I am implementing a Go playing program roughly according to the architecture of earlier versions of AlphaGo(AlphaGo Fan or AlphaGo Lee), e.g. using policy network, value network, and Monte Carlo tree search(MCTS). Currently I have trained a decent policy network and an insensitive value network, and I don't have a fast roll-out policy. By "insensitive" I mean, the value network is not able to judge complicated situations, only outputing a win rate around 50% unless the situation is concise. The value network can judge concise board(no big fight going on) correctly.
Using this policy network and value network, I also implemented MCTS algorithm(The evaluation of a tree node is done only by value network). Since the value network is not accurate, I am afraid MCTS is prone to be trapped in bad moves before the time of MCTS is up. In order to better fine-tune the hyper parameters of MCTS to remedy the bad influence brought by inaccurate value network, I have two questions to ask:
- Node selection is done by
arg max (p_value + lambda * p_policy/visit_cnt)

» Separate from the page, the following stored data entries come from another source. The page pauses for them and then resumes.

PR #1836, opened 2023-03-27
[LSP] textDocument/references: Initial implementation

glatosinski:
This PR adds the implementation of the `textDocument/references` request handling, returning list of references for a given symbol

Tasks:

- [ ] Implemented finding references based on a SymbolTable
- [ ] Added support for `textDocument/references` request in VerilogLanguageServer
- [ ] Added tests for `textDocument/references` request


verilog/tools/ls/symbol-table-handler.cc
```diff
@@ -248,7 +251,43 @@ std::vector<verible::lsp::Location> SymbolTableHandler::FindDefinitionLocation(
   const verible::TextStructureView &text = parsedbuffer->parser().Data();
 
   const verible::TokenInfo cursor_token = text.FindTokenAt(cursor);
-  auto symbol = cursor_token.text();
+  return cursor_token.text();
+}
+
+std::optional<verible::lsp::Location>
+SymbolTableHandler::GetLocationFromSymbolTableNode(
+    absl::string_view symbol, const VerilogSourceFile *file_origin) {
```
hzeller, line 259: the word `symbol` is confusing here as it is often usef for a `verible::Symbol*`. Maybe `symbol_name` ?

verilog/tools/ls/symbol-table-handler.cc
```diff
@@ -248,7 +251,43 @@ std::vector<verible::lsp::Location> SymbolTableHandler::FindDefinitionLocation(
...
+  // TODO (glatosinski) add iterating over multiple definitions
+  verible::lsp::Location location;
```
hzeller, line 261: You need `location` much later. I suggest declaring it when you first need it.

verilog/tools/ls/symbol-table-handler.cc
```diff
@@ -248,7 +251,43 @@ std::vector<verible::lsp::Location> SymbolTableHandler::FindDefinitionLocation(
...
+    return {};
+  }
+  location.uri = PathToLSPUri(file_origin->ResolvedPath());
+  auto *textstructure = file_origin->GetTextStructure();
+  if (!textstructure) {
+    LOG(ERROR) << "Origin file's text structure is not parsed";
+    return {};
+  }
+  verible::LineColumnRange symbollocation =
+      textstructure->GetRangeForText(symbol);
```
hzeller, line 276: That symbol_name getting from the text structure must be coming from that text structure before (because it must be a substring), otherwise you can not look it up.

Do we know that is the case ?
And if so: why do we have to check that GetTextStructure() returned an object as we must've gotten the symbol from there.

verilog/tools/ls/symbol-table-handler.cc
```diff
@@ -248,7 +251,43 @@ std::vector<verible::lsp::Location> SymbolTableHandler::FindDefinitionLocation(
...
+  location.range.start = {.line = symbollocation.start.line,
+                          .character = symbollocation.start.column};
+  location.range.end = {.line = symbollocation.end.line,
+                        .character = symbollocation.end.column};
+  return location;
+}
+
+std::vector<verible::lsp::Location> SymbolTableHandler::FindDefinitionLocation(
```
hzeller, line 284: why does this function returns an array of locations when all it ever does is return a single location ?
I suspect it should in the future return possibly multiple locations, but the corresponding comment got lost.
 `// TODO add iterating over multiple definitions?`

verilog/tools/ls/symbol-table-handler.cc
```diff
@@ -248,7 +251,43 @@ std::vector<verible::lsp::Location> SymbolTableHandler::FindDefinitionLocation(
...
+    const verible::lsp::DefinitionParams &params,
+    const verilog::BufferTrackerContainer &parsed_buffers) {
+  Prepare();
+  const absl::string_view filepath = LSPUriToPath(params.textDocument.uri);
+  std::string relativepath = curr_project_->GetRelativePathToSource(filepath);
+  auto symbol = GetTokenAtTextDocumentPosition(params, parsed_buffers);
```
hzeller, line 290: Try to reduce the use of `auto`, it makes it really hard after a while to read the code as the human is not as good as the computer to see what `auto` is.

verilog/tools/ls/symbol-table-handler.h
```diff
@@ -48,6 +48,20 @@ class SymbolTableHandler {
   // Once the project's root is set, a new SymbolTable is created.
   void SetProject(const std::shared_ptr<VerilogProject> &project);
 
+  // prepares structures for symbol-based requests
+  void Prepare();
+
+  // Returns the token (symbol) of the file at a given position, specified
+  // in the TextDocumentPositionParams
+  absl::string_view GetTokenAtTextDocumentPosition(
```
hzeller, line 56: There is no parameter called 'token' or 'symbol' the comment refers to.
What happens if it is not found ?

verilog/tools/ls/symbol-table-handler.h
```diff
@@ -48,6 +48,20 @@ class SymbolTableHandler {
...
+      const verible::lsp::TextDocumentPositionParams &params,
+      const verilog::BufferTrackerContainer &parsed_buffers);
+
+  // Returns the location of the symbol from SymbolInfo in a
+  // Location JSON format
```
hzeller, line 61: Location is not yet json format, it is a `verible::lsp::Location` struct. So probably a good description could be  `... as a lsp::Location`

`symbol` is a bit of an overloaded term (often used as verible::Symbol*), so maybe `symbol_name` ?

verilog/tools/ls/symbol-table-handler.h
```diff
@@ -48,6 +48,20 @@ class SymbolTableHandler {
   // Once the project's root is set, a new SymbolTable is created.
   void SetProject(const std::shared_ptr<VerilogProject> &project);
 
+  // prepares structures for symbol-based requests
+  void Prepare();
```
hzeller, line 52: Does this need to be public ? We should be very specific in what should be visible in the API.
If there are functions needed in tests, it is ok to make public, but add a comment.

verilog/tools/ls/verilog-language-server_test.cc
```diff
@@ -580,6 +580,19 @@ std::string DefinitionRequest(absl::string_view file, int id, int line,
   return formattingrequest.dump();
 }
 
+// Creates a textDocument/definition request
+std::string ReferencesRequest(absl::string_view file, int id, int line,
```
hzeller, line 584: Can you assemble these from the verible::lsp:: structs ? The json is quickly getting pretty hard to read.
There is verible::lsp::Reference which we can use.

verilog/tools/ls/verilog-language-server_test.cc
```diff
@@ -580,6 +580,19 @@ std::string DefinitionRequest(absl::string_view file, int id, int line,
   return formattingrequest.dump();
 }
 
+// Creates a textDocument/definition request
```
hzeller, line 583: This comment looks like it has been copy/pasted from somewhere :)
It also indicates that we might have an opportunity to combine these.

hzeller (commented):
Nice!
A few first remarks.

In the Test, I suggest to avoid json as much as possible but use the verible::lsp:: structs as much as possible. They allow a type-safe way to set values in C++, and they seamlessly convert to and from json.

verilog/tools/ls/symbol-table-handler.cc
```diff
@@ -248,7 +251,43 @@ std::vector<verible::lsp::Location> SymbolTableHandler::FindDefinitionLocation(
...
+  }
+  location.uri = PathToLSPUri(file_origin->ResolvedPath());
+  auto *textstructure = file_origin->GetTextStructure();
+  if (!textstructure) {
+    LOG(ERROR) << "Origin file's text structure is not parsed";
+    return {};
+  }
+  verible::LineColumnRange symbollocation =
+      textstructure->GetRangeForText(symbol);
+  location.range.start = {.line = symbollocation.start.line,
```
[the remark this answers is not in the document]
glatosinski: Added TODO for that

verilog/tools/ls/symbol-table-handler.cc
glatosinski: I brought back the TODO comment. Originally the `std::vector<verible::lsp::Location>` was supposed to reflect how the `textDocument/definition` output looks like (a list of found definitions). In the original implementation it returns at most one definition. In the https://github.com/chipsalliance/verible/pull/1678, this method will return all places contributing to symbol definition (for multiline definitions).

glatosinski: I'd leave it as a vector for now, since it should be updated soon.

verilog/tools/ls/symbol-table-handler.cc
```diff
@@ -217,20 +218,22 @@ const SymbolTableNode *SymbolTableHandler::ScanSymbolTreeForDefinition(
...
   LoadProjectFileList(curr_project_->TranslationUnitRoot());
   if (files_dirty_) {
     BuildProjectSymbolTable();
   }
+}
+
+absl::string_view SymbolTableHandler::GetTokenAtTextDocumentPosition(
+    const verible::lsp::TextDocumentPositionParams &params,
+    const verilog::BufferTrackerContainer &parsed_buffers) {
   const absl::string_view filepath = LSPUriToPath(params.textDocument.uri);
```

. Does fine-tune the parameterlambda
help? - Intuitively I want MCTS to explore as further as possible. In node expansion stage, does setting the expansion condition as
expand a leaf once it is visited a very small number of times, like 3
help? What expansion method should I use?
EDIT: The second question is about the 'expand' stage of typical 'selection, expand, evaluation, backup' MCTS algorithm. I reckon by expand as quickly as possible, the MCTS can explore deeper, and give more accurate value approximations. I set a parameter n
as how many times a leaf node is visited before it is expanded
. I want to know intuitively, what a large n
and a small n
would influence the performance of MCTS.